Output the data that follows, keeping every line identical.
··· Records supplied
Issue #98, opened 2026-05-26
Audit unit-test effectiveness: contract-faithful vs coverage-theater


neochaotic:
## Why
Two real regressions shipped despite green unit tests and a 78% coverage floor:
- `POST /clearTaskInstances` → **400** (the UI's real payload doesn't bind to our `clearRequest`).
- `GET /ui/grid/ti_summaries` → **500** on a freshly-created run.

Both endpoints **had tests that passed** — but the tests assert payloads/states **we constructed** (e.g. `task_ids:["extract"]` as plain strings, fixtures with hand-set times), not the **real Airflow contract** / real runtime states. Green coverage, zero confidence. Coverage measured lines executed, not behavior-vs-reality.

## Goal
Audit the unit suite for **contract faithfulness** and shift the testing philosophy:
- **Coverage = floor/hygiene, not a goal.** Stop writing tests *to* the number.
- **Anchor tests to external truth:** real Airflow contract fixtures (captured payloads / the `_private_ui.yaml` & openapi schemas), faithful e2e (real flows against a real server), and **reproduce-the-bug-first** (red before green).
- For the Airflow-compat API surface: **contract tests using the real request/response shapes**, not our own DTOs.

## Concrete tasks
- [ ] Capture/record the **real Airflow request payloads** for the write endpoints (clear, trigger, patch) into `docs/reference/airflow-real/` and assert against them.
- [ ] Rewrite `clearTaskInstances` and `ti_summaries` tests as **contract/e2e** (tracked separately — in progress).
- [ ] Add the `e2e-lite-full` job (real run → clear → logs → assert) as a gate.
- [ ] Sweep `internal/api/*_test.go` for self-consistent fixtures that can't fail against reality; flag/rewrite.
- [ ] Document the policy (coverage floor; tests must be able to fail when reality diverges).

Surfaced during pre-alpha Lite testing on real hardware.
······
▸ **Answer section**
Issue #98, opened 2026-05-26
Audit unit-test effectiveness: contract-faithful vs coverage-theater


neochaotic:
## Why
Two real regressions shipped despite green unit tests and a 78% coverage floor:
- `POST /clearTaskInstances` → **400** (the UI's real payload doesn't bind to our `clearRequest`).
- `GET /ui/grid/ti_summaries` → **500** on a freshly-created run.

Both endpoints **had tests that passed** — but the tests assert payloads/states **we constructed** (e.g. `task_ids:["extract"]` as plain strings, fixtures with hand-set times), not the **real Airflow contract** / real runtime states. Green coverage, zero confidence. Coverage measured lines executed, not behavior-vs-reality.

## Goal
Audit the unit suite for **contract faithfulness** and shift the testing philosophy:
- **Coverage = floor/hygiene, not a goal.** Stop writing tests *to* the number.
- **Anchor tests to external truth:** real Airflow contract fixtures (captured payloads / the `_private_ui.yaml` & openapi schemas), faithful e2e (real flows against a real server), and **reproduce-the-bug-first** (red before green).
- For the Airflow-compat API surface: **contract tests using the real request/response shapes**, not our own DTOs.

## Concrete tasks
- [ ] Capture/record the **real Airflow request payloads** for the write endpoints (clear, trigger, patch) into `docs/reference/airflow-real/` and assert against them.
- [ ] Rewrite `clearTaskInstances` and `ti_summaries` tests as **contract/e2e** (tracked separately — in progress).
- [ ] Add the `e2e-lite-full` job (real run → clear → logs → assert) as a gate.
- [ ] Sweep `internal/api/*_test.go` for self-consistent fixtures that can't fail against reality; flag/rewrite.
- [ ] Document the policy (coverage floor; tests must be able to fail when reality diverges).

Surfaced during pre-alpha Lite testing on real hardware.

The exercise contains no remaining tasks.